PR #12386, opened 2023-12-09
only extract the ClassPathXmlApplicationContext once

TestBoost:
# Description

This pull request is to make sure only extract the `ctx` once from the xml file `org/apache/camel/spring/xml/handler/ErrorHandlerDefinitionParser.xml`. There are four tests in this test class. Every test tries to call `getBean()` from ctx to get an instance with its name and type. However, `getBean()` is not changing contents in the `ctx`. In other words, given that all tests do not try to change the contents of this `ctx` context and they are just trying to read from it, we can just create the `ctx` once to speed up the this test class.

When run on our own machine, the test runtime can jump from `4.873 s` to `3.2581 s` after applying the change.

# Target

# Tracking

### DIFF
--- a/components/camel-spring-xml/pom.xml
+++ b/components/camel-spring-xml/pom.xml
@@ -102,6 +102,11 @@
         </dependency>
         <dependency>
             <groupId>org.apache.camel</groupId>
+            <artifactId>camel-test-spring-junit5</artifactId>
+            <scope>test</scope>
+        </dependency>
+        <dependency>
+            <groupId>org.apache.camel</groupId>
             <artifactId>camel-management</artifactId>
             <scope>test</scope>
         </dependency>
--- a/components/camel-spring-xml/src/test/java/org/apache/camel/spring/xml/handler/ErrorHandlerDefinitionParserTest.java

####################

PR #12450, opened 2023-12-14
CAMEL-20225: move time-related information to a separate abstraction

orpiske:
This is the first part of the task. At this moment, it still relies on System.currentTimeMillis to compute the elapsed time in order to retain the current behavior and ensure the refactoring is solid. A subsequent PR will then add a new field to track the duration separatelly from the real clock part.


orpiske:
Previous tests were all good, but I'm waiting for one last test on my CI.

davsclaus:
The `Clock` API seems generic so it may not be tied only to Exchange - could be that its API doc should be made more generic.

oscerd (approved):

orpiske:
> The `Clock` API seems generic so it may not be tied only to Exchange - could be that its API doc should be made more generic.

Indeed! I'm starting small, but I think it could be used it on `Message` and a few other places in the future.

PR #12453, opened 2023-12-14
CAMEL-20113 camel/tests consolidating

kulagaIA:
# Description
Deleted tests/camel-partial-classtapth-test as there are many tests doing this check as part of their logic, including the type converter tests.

####################

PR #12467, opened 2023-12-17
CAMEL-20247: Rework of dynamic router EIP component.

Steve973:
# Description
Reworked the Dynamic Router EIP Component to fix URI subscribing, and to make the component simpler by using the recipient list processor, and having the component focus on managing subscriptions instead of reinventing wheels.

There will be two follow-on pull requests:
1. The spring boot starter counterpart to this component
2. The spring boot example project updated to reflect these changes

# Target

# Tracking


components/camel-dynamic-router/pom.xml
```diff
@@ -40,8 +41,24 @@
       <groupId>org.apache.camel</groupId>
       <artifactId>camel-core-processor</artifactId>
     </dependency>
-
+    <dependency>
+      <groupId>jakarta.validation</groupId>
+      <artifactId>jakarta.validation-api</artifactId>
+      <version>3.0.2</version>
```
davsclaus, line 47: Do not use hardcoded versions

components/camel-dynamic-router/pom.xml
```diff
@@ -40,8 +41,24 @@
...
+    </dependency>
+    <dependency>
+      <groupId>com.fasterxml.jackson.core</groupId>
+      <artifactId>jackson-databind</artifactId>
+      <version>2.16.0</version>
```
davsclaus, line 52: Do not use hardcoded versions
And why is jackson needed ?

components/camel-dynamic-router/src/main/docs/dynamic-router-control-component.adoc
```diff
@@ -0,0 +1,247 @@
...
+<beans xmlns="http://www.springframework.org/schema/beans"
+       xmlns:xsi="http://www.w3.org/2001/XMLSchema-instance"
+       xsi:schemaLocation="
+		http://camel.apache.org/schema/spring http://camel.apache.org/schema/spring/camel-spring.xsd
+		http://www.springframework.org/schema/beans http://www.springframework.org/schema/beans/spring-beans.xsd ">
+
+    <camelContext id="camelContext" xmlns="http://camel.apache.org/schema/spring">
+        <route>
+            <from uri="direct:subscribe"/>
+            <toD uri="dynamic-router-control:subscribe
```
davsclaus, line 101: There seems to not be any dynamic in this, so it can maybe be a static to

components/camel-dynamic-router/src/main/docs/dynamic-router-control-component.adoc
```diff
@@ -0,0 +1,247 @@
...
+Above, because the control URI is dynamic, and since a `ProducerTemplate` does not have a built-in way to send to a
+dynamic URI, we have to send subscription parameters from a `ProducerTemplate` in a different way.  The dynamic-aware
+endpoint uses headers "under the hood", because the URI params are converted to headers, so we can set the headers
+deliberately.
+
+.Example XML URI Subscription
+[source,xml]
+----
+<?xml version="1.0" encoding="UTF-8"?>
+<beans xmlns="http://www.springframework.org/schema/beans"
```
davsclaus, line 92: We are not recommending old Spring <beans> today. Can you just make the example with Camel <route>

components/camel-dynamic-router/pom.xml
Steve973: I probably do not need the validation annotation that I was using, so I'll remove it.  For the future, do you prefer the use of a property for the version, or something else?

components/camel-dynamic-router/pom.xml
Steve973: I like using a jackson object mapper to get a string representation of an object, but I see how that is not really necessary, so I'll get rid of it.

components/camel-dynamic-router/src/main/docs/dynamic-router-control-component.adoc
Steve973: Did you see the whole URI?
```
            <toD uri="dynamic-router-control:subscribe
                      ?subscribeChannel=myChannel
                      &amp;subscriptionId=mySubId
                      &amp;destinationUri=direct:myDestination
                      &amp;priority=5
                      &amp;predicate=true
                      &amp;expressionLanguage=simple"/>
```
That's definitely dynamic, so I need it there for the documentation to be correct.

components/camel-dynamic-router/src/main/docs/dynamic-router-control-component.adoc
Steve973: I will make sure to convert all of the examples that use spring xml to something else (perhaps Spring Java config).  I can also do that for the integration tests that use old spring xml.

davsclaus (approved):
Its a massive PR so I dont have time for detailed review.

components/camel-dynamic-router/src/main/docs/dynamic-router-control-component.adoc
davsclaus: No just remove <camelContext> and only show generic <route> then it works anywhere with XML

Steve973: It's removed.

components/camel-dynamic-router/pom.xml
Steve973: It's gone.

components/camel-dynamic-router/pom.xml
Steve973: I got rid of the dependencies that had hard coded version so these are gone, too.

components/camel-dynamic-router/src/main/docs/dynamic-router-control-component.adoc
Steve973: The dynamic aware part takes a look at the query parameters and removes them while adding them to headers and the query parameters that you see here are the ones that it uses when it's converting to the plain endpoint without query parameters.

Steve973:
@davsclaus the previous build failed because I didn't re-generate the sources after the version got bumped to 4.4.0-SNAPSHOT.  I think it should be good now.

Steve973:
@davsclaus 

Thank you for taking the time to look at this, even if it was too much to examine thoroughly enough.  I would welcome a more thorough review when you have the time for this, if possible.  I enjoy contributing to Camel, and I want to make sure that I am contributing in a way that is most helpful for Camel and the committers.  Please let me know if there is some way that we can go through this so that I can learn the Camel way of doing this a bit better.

####################

▶ WORK TO COMPLETE
Look through the material and copy each line that has "extract".

▶ TASK SOLUTION
only extract the ClassPathXmlApplicationContext once
This pull request is to make sure only extract the `ctx` once from the xml file `org/apache/camel/spring/xml/handler/ErrorHandlerDefinitionParser.xml`. There are four tests in this test class. Every test tries to call `getBean()` from ctx to get an instance with its name and type. However, `getBean()` is not changing contents in the `ctx`. In other words, given that all tests do not try to change the contents of this `ctx` context and they are just trying to read from it, we can just create the `ctx` once to speed up the this test class.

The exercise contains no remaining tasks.